A Walking Contradiction – an exercise in self sabotage

Self sabotage

I currently feel like a walking contradiction. That old physics thing about every action having an equal and opposite reaction, well physics and chemistry seem to have got caught up in a mix somewhere with me and I’m not sure the opposite reaction is supposed to happen automatically after every initial action as a matter of course.

With restrictions (if not COVID itself) a thing of the past, I feel like I should be back in a world of near normality, whatever shape or form that may take, but I still feel far from that. The COVID hangover remains, feeling like a different form of the long COVID everyone talks about, but from a mental health perspective rather than physical.

At the start of lockdown I felt like I was in some sort of personal heaven. I didn’t need to leave the house and interact with other humans, so no putting a (proverbial) mask on to step over the threshold and have to react spontaneously to meeting people. I could plan my interactions. Leaving the house was rare and when I did it was on my terms. I thought I could live like that forever. Life in a bubble, wrapped in a personal cocoon. My anxiety was well under control. My mood was high despite COVID.

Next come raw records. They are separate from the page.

PR #1394, opened 2026-07-29
Add Bugzilla duplicate detection to the error reporting flow

adamkankovsky:
Search for similar open bugs before submitting a new report so users can attach information to an existing issue instead of creating duplicates.
image

### DIFF
--- a/test/helpers/bugzilla_mock.py
+++ b/test/helpers/bugzilla_mock.py
@@ -1,0 +1,73 @@
+# Copyright (C) 2025 Red Hat, Inc.
+# SPDX-License-Identifier: LGPL-2.1-or-later
+
+"""Helpers for mocking the python-bugzilla package in integration tests."""
+
+import json
+from pathlib import Path
+
+MOCK_BUGS_PATH = "/tmp/anaconda-bugzilla-mock-bugs.json"
+
+MOCK_SCRIPTS_DIR = Path(__file__).parent.parent / "mock_bugzilla_scripts"
+
+
+def _python_cmd(machine):
+    return machine.execute(
+        "command -v /usr/libexec/platform-python || command -v python3"
+    ).strip()
+
+
+def _site_packages(machine):
+    py = _python_cmd(machine)
+    return machine.execute(
+        f"{py} -c 'import sysconfig; print(sysconfig.get_paths()[\"purelib\"])'"
+    ).strip()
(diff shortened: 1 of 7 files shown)


rvykydal (approved):
Looks good to me.

test/helpers/bugzilla_mock.py
```diff
@@ -0,0 +1,116 @@
...
+        return [Bug(item["id"], item["summary"], item["status"]) for item in data]
+
+    def createbug(self, **kwargs):
+        class NewBug:
+            id = 999999
+        return NewBug()
+
+    def attachfile(self, *args, **kwargs):
+        return 1
+'''
```
bruno-fs: while this works, I'd prefer to see this in an actual file instead of a string. we could easily load that later with pathlib's Path object like the following `Path("path/to/file").read_text()`

test/helpers/bugzilla_mock.py
```diff
@@ -0,0 +1,116 @@
...
+SITE="{site}"
+if [ -e "$SITE/bugzilla" ] && [ ! -e "$SITE/bugzilla.anaconda-test-bak" ]; then
+    mv "$SITE/bugzilla" "$SITE/bugzilla.anaconda-test-bak"
+fi
+if [ -e "$SITE/bugzilla.py" ] && [ ! -e "$SITE/bugzilla.py.anaconda-test-bak" ]; then
+    mv "$SITE/bugzilla.py" "$SITE/bugzilla.py.anaconda-test-bak"
+fi
+mkdir -p "$SITE/bugzilla"
+""")
+    machine.write(f"{site}/bugzilla/__init__.py", MOCK_BUGZILLA_INIT)
```
bruno-fs:
```suggestion
    MOCK_BUGZILLA_INIT = Path("path/to/bzmock.py").read_text()
    machine.write(f"{site}/bugzilla/__init__.py", MOCK_BUGZILLA_INIT)
```

bruno-fs (commented):
The feature is very much needed and I love that you even put together nice mocks to be able to test it! kudos for that

The only thing I would change is all the files that are stored as string constants. We could instead simply have the actual files as some test utilities (maybe under `test/mock_bugzilla_scripts/`) and just copy them to the vm.

bruno-fs (approved):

The longer it went on though, the worse I felt. I may have said before that I could live life without people, but deep down, I know that’s not true. I have an inherent need to be liked, I strive to do well at whatever I do and have a longing to feel appreciated by others. It is difficult to achieve these things at the best of times when you are always so down on yourself and have low self esteem and don’t feel worthy of any praise or gratitude. Even more difficult to achieve that level of feeling needed when you are also physically so isolated from others. The longer lockdown went on the more useless I felt. Nothing I did or achieved felt like it was good enough, I began once again to feel like an imposter and that I was that proverbial waste of space.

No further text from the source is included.